Each line of the listing that contains the word "could" is to be copied.

####################

PR #4728, opened 2025-07-12
Add new command "Checkout previous branch"

kyu08:
## **PR Description**
I added a new feature to checkout to the last branch.
I think it would be convenient to be able to checkout to the last branch with just one key stroke(`-`) in some cases, such as when switching between multiple branches during code review.

Off course, I know that you can same thing by entering `"-"` to the text input of "Checkout by name" or using custom command but I think `git checkout -` is occasional use case. So I feel this feature can be a part of default features.

Another advantage of this feature is that you can checkout to the last branch regardless of cursor position.
Being able to switch branches without worrying about cursor position reduces stress I think.

This is a demo that showing switching between `checkout-previous-branch` and `foo` branch.

https://github.com/user-attachments/assets/7fbcff6f-18d7-44e9-91f5-4cc59f6abff6

- [x] Cheatsheets are up-to-date (run `go generate ./...`)
- [x] Code has been formatted (see [here](https://github.com/jesseduffield/lazygit/blob/master/CONTRIBUTING.md#code-formatting))
- [x] Tests have been added/updated (see [here](https://github.com/jesseduffield/lazygit/blob/master/pkg/integration/README.md) for the integration test guide)
- [x] Text is internationalised (see [here](https://github.com/jesseduffield/lazygit/blob/master/CONTRIBUTING.md#internationalisation))
- [ ] If a new UserConfig entry was added, make sure it can be hot-reloaded (see [here](https://github.com/jesseduffield/lazygit/blob/master/docs/dev/Codebase_Guide.md#using-userconfig))
	- I could not confirm how to enable hot reload for the keybinding config I added. Please tell me something I should do if needed.
- [x] Docs have been updated if necessary
- [x] You've read through your own file changes for silly mistakes etc


stefanhaller:
Thanks for the contribution. Nice test coverage.

I use `c - enter` in the branches panel quite frequently myself, and I have sometimes wondered whether it should be built in to lazygit to make it more discoverable. However, I think I'm against adding this, for a few reasons:
- it uses a quite precious key, and I'm concerned that we might want to use it for something else in the future (like, for example, folding merge commits in the commits panel if we ever figure out how this might be implemented), and then regret that the key is already taken. (Oh, and it is being used already for Collapse All in the files panel.)
- having it available globally feels wrong to me; this is functionality that belongs in the branches panel.
- it strikes me as too error prone to hit accidentally. While it's usually harmless, it could still be confusing, and it could be really annoying if you're in the middle of a rebase. But adding a confirmation popup would somehow defeat the purpose of saving keystrokes.

This is very easy to do with a custom command:

```yml
customCommands:
  - key: "-"
    command: git checkout -
    context: global
    description: "Checkout previous branch"
```

kyu08:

####################

__Response to this task__.
	- I could not confirm how to enable hot reload for the keybinding config I added. Please tell me something I should do if needed.
- it strikes me as too error prone to hit accidentally. While it's usually harmless, it could still be confusing, and it could be really annoying if you're in the middle of a rebase. But adding a confirmation popup would somehow defeat the purpose of saving keystrokes.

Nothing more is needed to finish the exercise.